Jim Sampson: Was heißt „freie Vorgaben“? Welcher Sender, welche Zielgruppe? Meine Filmmusik-Sendung auf BR-Klassik hat irrsinnig viel Spaß gemacht. Williams, Korngold, Zimmer, Elfman, Morricone!

 

„Ich wollte lieber unterhaltsame Musik als druckreife Songtexte. Viele tolle englische Lyrics sind lächerlich!“

 

RADIOSZENE: Was macht das Radio heute besser als zu Ihren Anfängen, was vermissen Sie, was würden Sie ändern?

Jim Sampson 1992 (Bild: BR/Sessner)
Jim Sampson 1992 (Bild: BR/Sessner)

Jim Sampson: Ändern?

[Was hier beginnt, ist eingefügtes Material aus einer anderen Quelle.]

PR #1860, opened 2023-02-10
Added view for all demo projects

nulls:


save-demo/src/main/kotlin/com/saveourtool/save/demo/controller/DemoController.kt
```diff
@@ -25,20 +29,41 @@ import kotlin.io.path.createTempDirectory
...
+        demoService.getAllDemos().map { it.toDto() }
+    }
+
+    /**
+     * @param organizationName
+     * @param projectName
+     * @return configName or empty response
+     */
+    @GetMapping("/{organizationName}/{projectName}/config-name")
+    fun configName(
```
sanyavertolet, line 53: Can be replaced with `ManagementControllers`'s getInfo()

save-frontend/src/main/kotlin/com/saveourtool/save/frontend/components/basic/DemoRunComponent.kt
```diff
@@ -124,16 +139,16 @@ private fun ChildrenBuilder.displayAlertWithWarnings(result: DemoResult, flushWa
     "LongMethod",
     "TYPE_ALIAS"
 )
-private fun diktatDemoComponent() = FC<DiktatDemoComponentProps> { props ->
-    val (diktatRunRequest, setDiktatRunRequest) = useState(DemoRunRequest.diktatDemoRunRequest)
+private fun demoRunComponent() = FC<DemoRunComponentProps> { props ->
```
sanyavertolet, line 142:
```suggestion
val demoRunComponent: FC<DemoRunComponentProps> = FC { props ->
```

save-frontend/src/main/kotlin/com/saveourtool/save/frontend/components/basic/DemoRunComponent.kt
```diff
@@ -181,52 +196,54 @@ private fun diktatDemoComponent() = FC<DiktatDemoComponentProps> { props ->
...
+                                ?.let { file ->
+                                    reader.readAsText(file, "UTF-8")
+                                }
+                        }
                     }
+                    fontAwesomeIcon(icon = faUpload)
+                    val uploadOrReplace = if (demoRunRequest.config.isNullOrEmpty()) {
+                        "Upload"
+                    } else {
+                        "Replace"
```
sanyavertolet, line 243: This doesn't make sense for now

akuleshov7:
View on the FE from Nariman, seriously? :)

save-frontend/src/main/kotlin/com/saveourtool/save/frontend/components/basic/DemoRunComponent.kt
nulls: it doesn't make sense for Diktat only, `com.saveourtool.save.demo.DemoRunRequest` supports `config` == null

save-demo/src/main/kotlin/com/saveourtool/save/demo/controller/DemoController.kt
nulls: will make it as public to reuse it for `config-name`

nulls: actually, will leave it for you. will use endpoint from backend `/api/v1/demo`?

save-frontend/src/main/kotlin/com/saveourtool/save/frontend/components/basic/DemoRunComponent.kt
nulls: done

save-demo/src/main/kotlin/com/saveourtool/save/demo/controller/DemoController.kt
sanyavertolet: Well, let's leave as is. Not that important

save-frontend/src/main/kotlin/com/saveourtool/save/frontend/components/basic/DemoRunComponent.kt
sanyavertolet: Well, I mean I am not sure if the label works correctly. Seems that with diktat it didn't work as there was default config in data class. For now it should work fine probably

save-frontend/src/main/kotlin/com/saveourtool/save/frontend/components/basic/DemoRunComponent.kt
```diff
@@ -37,9 +37,7 @@ import web.html.InputType
 import kotlinx.serialization.encodeToString
 import kotlinx.serialization.json.Json
 
-val diktatDemoComponent = diktatDemoComponent()
-
-private val diktatDemoDefaultCode = """
+private val defaultCode = """
```
sanyavertolet, line 40: Not sure if we want to display this code as default. Probably should let demo owner upload file with name `inputFileName` in order to set default code. (should be done later)

save-frontend/src/main/kotlin/com/saveourtool/save/frontend/components/basic/DemoRunComponent.kt
```diff
@@ -60,6 +58,21 @@ external interface DiktatDemoComponentProps : Props {
      * Mode for Ace Editor
      */
     var selectedMode: Languages
+
+    /**
+     * An initial value of [DemoRunRequest]
+     */
+    var emptyDemoRunRequest: DemoRunRequest
```
sanyavertolet, line 65: Shall we pass an `emptyDemoRunRequest` with `props`? Is it done in order to not to pass `organizationName` and `projectName`?

save-frontend/src/main/kotlin/com/saveourtool/save/frontend/components/topbar/TopBarLinks.kt
```diff
@@ -50,13 +52,40 @@ data class TopBarLink(
...
+
 /**
  * Displays the static links that do not depend on the url.
  */
 @Suppress("MAGIC_NUMBER", "LongMethod", "TOO_LONG_FUNCTION")
 private fun topBarLinks() = FC<TopBarLinksProps> { props ->
     val navigate = useNavigate()
     var isDemoDropdownActive by useState(false)
+    val deactivateDropdown = { isDemoDropdownActive = false }
+    var demos by useState(listOf<DemoDto>())
```
sanyavertolet, line 77: You should not want to use `useState` for lists with `by` initialization as setting state for lists usually means passing lambda to `StateSetter`, which as I know is impossible with delegation

save-frontend/src/main/kotlin/com/saveourtool/save/frontend/components/topbar/TopBarLinks.kt
```diff
@@ -79,19 +108,26 @@ private fun topBarLinks() = FC<TopBarLinksProps> { props ->
...
+                    navigate,
+                    deactivateDropdown,
+                )
+                demoDropdownEntry(
+                    "CPG",
+                    "/${FrontendRoutes.DEMO.path}/cpg",
+                    navigate,
+                    deactivateDropdown,
+                )
+                demos.forEach { demo ->
```
sanyavertolet, line 124:
```suggestion
                demos.take(3).forEach { demo ->
```
Just to look nice for now

save-frontend/src/main/kotlin/com/saveourtool/save/frontend/components/views/demo/DemoView.kt
```diff
@@ -0,0 +1,79 @@
...
+import react.router.useParams
+
+private val backgroundCard = cardComponent(hasBg = true, isPaddingBottomNull = true)
+
+val demoView = demoView()
+
+private fun demoView(): VFC = VFC {
+    useBackground(Style.WHITE)
+    val (selectedTheme, setSelectedTheme) = useState(AceThemes.preferredTheme)
+    val params = useParams()
```
sanyavertolet, line 28: Why do we need to use `useParams` with `VFC` instead of passing params from `react-router` into `FC` (as usual)? Is it because of diktat demo "legacy" support?

save-frontend/src/main/kotlin/com/saveourtool/save/frontend/components/basic/DemoRunComponent.kt
nulls: it's done because `emptyDemoRunRequest` is not empty for diktat for now

save-frontend/src/main/kotlin/com/saveourtool/save/frontend/components/basic/DemoRunComponent.kt
nulls: I'm not sure -- I think we should leave it as empty (when it's be ready for production) or have a map where key is language

save-frontend/src/main/kotlin/com/saveourtool/save/frontend/components/topbar/TopBarLinks.kt
nulls: thanks for a note. Here `demos` is set a fully without manipulation with list, but will rewrite to `pair` to avoid possible problems in future

save-frontend/src/main/kotlin/com/saveourtool/save/frontend/components/basic/DemoRunComponent.kt
sanyavertolet: And we also should think of cookies, just as you suggested

sanyavertolet: > or have a map where key is language
The point is that we do not what language is connected with the demo. The only thing that could tell us about the language is `inputFileName` extension which is not that reliable

save-frontend/src/main/kotlin/com/saveourtool/save/frontend/components/views/demo/DemoView.kt
nulls: nope, `BasicRouting.kt` setups routing from url to some view. And view paths (as in Spring) are parsed by `useParams`.
It's the same as `withRouter` works inside or `com.saveourtool.save.frontend.components.views.TestExecutionDetailsViewKt#testExecutionDetailsView`

save-frontend/src/main/kotlin/com/saveourtool/save/frontend/components/topbar/TopBarLinks.kt
nulls: are you sure, how we will look all of them? I guess it should be done in another way.
will add it for now with a `TODO` comment

save-frontend/src/main/kotlin/com/saveourtool/save/frontend/components/basic/DemoRunComponent.kt
sanyavertolet: Oh ok nice crutch for now

save-frontend/src/main/kotlin/com/saveourtool/save/frontend/components/basic/DemoRunComponent.kt
nulls: > > or have a map where key is language
> 
> The point is that we do not what language is connected with the demo. The only thing that could tell us about the language is `inputFileName` extension which is not that reliable

then -- empty by default

nulls: > And we also should think of cookies, just as you suggested

agree, we should in separate tasks: https://github.com/saveourtool/save-cloud/issues/1864

save-frontend/src/main/kotlin/com/saveourtool/save/frontend/components/topbar/TopBarLinks.kt
sanyavertolet: Yep, that's what I meant

nulls: added on request part

save-frontend/src/main/kotlin/com/saveourtool/save/frontend/components/basic/DemoRunComponent.kt
sanyavertolet: good

save-frontend/src/main/kotlin/com/saveourtool/save/frontend/components/views/demo/DemoView.kt
sanyavertolet: oh ok, but it seems that it is better to use unified high(er)-level params parsing logic where applicable

sanyavertolet (approved):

Nichts! Ich vermisse schlagkräftige Persönlichkeiten. Was ich nicht vermisse, sind unerbetene Optimierungsvorschläge von Leuten, die angeblich alle vom Radio und von der Musik mehr verstehen als die Radiomacher.

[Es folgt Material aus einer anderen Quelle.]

PR #1861, opened 2023-02-10
Correct the path/URL manupulation when `saveDemoAgentDistroFileUrl` is unset

0x6675636b796f75676974687562:
This change also renames the property from `saveDemoAgentDistroFilepath` to `saveDemoAgentDistroFileUrl`.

RADIOSZENE: Haben Sie eine Vorstellung, wie sich der Hörfunk in den nächsten Jahren entwickeln muss, um konkurrenzfähig zu bleiben? Was wünschen Sie dem Radio für die Zukunft?

Jim Sampson: Aktuell, regional, lebendig. A bisserl Leidenschaft wäre schön.